[Collected data entries]
+ + + +
PR #1442, opened 2026-08-20
Cra regulatory reporting [Diff verification]

roduran-dev:


costaconrado:
@coderabbitai please dismiss all your comments in this PR, everything in this branch has been already reviewed by you, approved by at least one dev and merged into this branch.

config/settings.py
```diff
@@ -64,6 +64,7 @@
     # --- Foundation ---
     "osidb",
     # --- Business logic (no cross-app deps beyond osidb) ---
+    "regulatory_reporting",
```
Elkasitu: why does this not follow the same pattern as all other apps? why not apps.regulatory_reporting?

config/settings.py
```diff
@@ -332,6 +343,14 @@
...
 )
 
+# opt-in-flag for CRA upstream notification
+CRA_NOTIFICATIONS_ENABLED = get_env(
+    "CRA_NOTIFICATIONS_ENABLED", default="False", is_bool=True
+)
+
+# opt-in-flag for CRA upstream reporting
+CRA_REPORTING_ENABLED = get_env("CRA_REPORTING_ENABLED", default="False", is_bool=True)
+
```
Elkasitu: CRA should define a `pydantic_settings` class in its own directory and use that instead, there's no reason to have these defined here

config/settings.py
```diff
@@ -351,7 +370,7 @@
 PGHISTORY_BASE_MODEL = "osidb.models.audit_history.CustomHistoryBase"
 PGHISTORY_OBJ_FIELD = ObjForeignKey(related_name="events")
 
-
+UPSTREAM_NOTIFICATIONS_SENDER = "secalert@redhat.com"
```
Elkasitu: same as above, but additionally, is it OK for us to "impersonate" secalert?

.github/workflows/meta.yml
```diff
@@ -4,6 +4,7 @@ on:
     types: [opened, synchronize, reopened, labeled, unlabeled]
 jobs:
   openapi:
+    if: ${{ !contains(github.event.pull_request.labels.*.name, 'breaking-openapi') }}
```
Elkasitu, line 7: ?

scripts/schema-check.sh
```diff
@@ -1,3 +1,5 @@
 #!/usr/bin/env bash
-make check-venv-active
-./manage.py spectacular --file openapi.yml --settings=config.settings_local &> /dev/null && git diff --quiet openapi.yml &> /dev/null
+if [[ -z "${TOX_ENV_NAME}" ]]; then
+    make check-venv-active
+fi
+./manage.py spectacular --file openapi.yml --settings=config.settings_local &> /dev/null && git diff --quiet openapi.yml &> /dev/null
```
Elkasitu, line 5: ?

.coderabbit.yaml
```diff
@@ -42,6 +42,7 @@ reviews:
       - "main"
       - "master"
       - "release-\\d+\\.\\d+\\.\\d+(-prep)?$"
+      - "CRA_regulatory_reporting" # temporary branch for CRA regulatory reporting [DELETE before merging to master]
```
Elkasitu: the comment is right!

tox.ini
```diff
@@ -70,6 +71,9 @@ allowlist_externals = /usr/bin/bash
 commands = /usr/bin/bash -c './scripts/migrations-check.sh'
 
 [testenv:schema-check]
+setenv =
+    {[testenv]setenv}
+    CRA_NOTIFICATIONS_ENABLED = true
```
Elkasitu: if you're just copying from [testenv]setenv then you don't need CRA_NOTIFICATIONS_ENABLED

regulatory_reporting/middleware.py
```diff
@@ -0,0 +1,41 @@
...
+    - /regulatory-reporting/api/v1/notifications/... is gated by CRA_NOTIFICATIONS_ENABLED
+    - /regulatory-reporting/api/v1/... CRA routes (SRP reports/milestones) are
+      gated by CRA_REPORTING_ENABLED
+
+    Flags are checked here, per request, rather than used to conditionally
+    register routes in urlpatterns at import time. Django caches the compiled
+    URLconf, so a setting read once at import time cannot be toggled at
+    runtime (e.g. by tests overriding settings) without manually clearing that
+    cache. Checking in middleware keeps urlpatterns static while still fully
+    disabling the API when the feature flag is off.
```
Elkasitu: This is an awful use of middleware, we are checking every single request just to disable/enable CRA?

Either register the route dynamically and accept the trade-off that changing the env var will require a new OSIDB rollout (perfectly acceptable) or do it at the view level with a mixin or base class that every CRA inherits from.

Also, 404 is misleading, a more accurate http error code might be 423 and by using a view mixin / baseclass you can return your own payload e.g. "CRA disabled"

Elkasitu (commented):
Maybe we should align on naming for this module/project/etc. seems like CRA and regulatory reporting are interchangeable.

docs/CHANGELOG.md
```diff
@@ -14,6 +14,35 @@ and this project adheres to [Semantic Versioning](https://semver.org/spec/v2.0.0
...
+- Add report payloads in milestones (OSIDB-5070)
+- Add manual POST create for SRP reports with PRE_REQUIRED status and evidence field (OSIDB-5284)
+- Add owner and submitted_at fields to SRP report milestones (OSIDB-5439)
+
+### Changed
+- Remove additional information from report type (OSIDB-5437)
+- Make reference id and url optional (OSIDB-5436)
+- Remove Flaw signal to create report (OSIDB-5462)
+- Change srp report status choices (OSIDB-5442)
+- Change srp milestones status choices (OSIDB-5441)
```
JakubFrejlach: `Changed` section already exists

regulatory_reporting/admin.py
```diff
@@ -0,0 +1,3 @@
+from django.contrib import admin
+
+# Register your models here.
```
JakubFrejlach: I suppose this file can be dropped? We don't really use django admin, right?

regulatory_reporting/filters.py
```diff
@@ -0,0 +1,153 @@
...
+            "milestone_type",
+            "status",
+            "created_dt__gte",
+            "created_dt__lte",
+            "submitted_at__gte",
+            "submitted_at__lte",
+            "owner",
+            "request_source",
+            "request_text",
+        ]
```
JakubFrejlach: If a filter is already defined as an attribute of the filterset class, listing it here won't do anything. Fields listed here are have autocreated filters based on the field type, if no filter is defined via attribute. Also this should not really include stuff like `__gte`, `__lte`, see how it is done in OSIDB filters.

This applies to all FilterSet classes in this file.

scripts/schema-check.sh
costaconrado: This PR is the result of contributions from multiple people over the past couple of months, so I don't have enough context to infer what the `?` is referring to here. Could you please add a specific question or indicate what change you'd like to see? 
That would make it much easier for me to address the concern.

.github/workflows/meta.yml
costaconrado: This PR is the result of contributions from multiple people over the past couple of months, so I don't have enough context to infer what the ? is referring to here. Could you please add a specific question or indicate what change you'd like to see?
That would make it much easier for me to address the concern.

config/settings.py
costaconrado: Good catch, I'm moving it to apps.regulatory_reporting

config/settings.py
costaconrado: I'm adding an ENV to set the appropriated email when defined, I believe this was used as placeholder with a suggested comment in a meeting and never replaced with the actual decision.

docs/CHANGELOG.md
costaconrado: I'm submitting a fix, thanks

.coderabbit.yaml
costaconrado: I'm removing it

regulatory_reporting/admin.py
costaconrado: You're correct, I'm removing it

costaconrado (approved):

costaconrado:
@coderabbitai please dismiss all your comments in this PR, everything in this branch has been already reviewed by you, approved by at least one dev and merged into this branch.

.github/workflows/meta.yml
Elkasitu: I mean why does this exist at all when the openapi check is not mandatory

scripts/schema-check.sh
Elkasitu: I mean why was this changed at all

Elkasitu (approved):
+ + + +
## [EXERCISE]
Above are some records. Copy each of their lines that holds the string "milestones".

## [YOUR RESPONSE]
+    - /regulatory-reporting/api/v1/... CRA routes (SRP reports/milestones) are
+- Add report payloads in milestones (OSIDB-5070)
+- Add owner and submitted_at fields to SRP report milestones (OSIDB-5439)
+- Change srp milestones status choices (OSIDB-5441)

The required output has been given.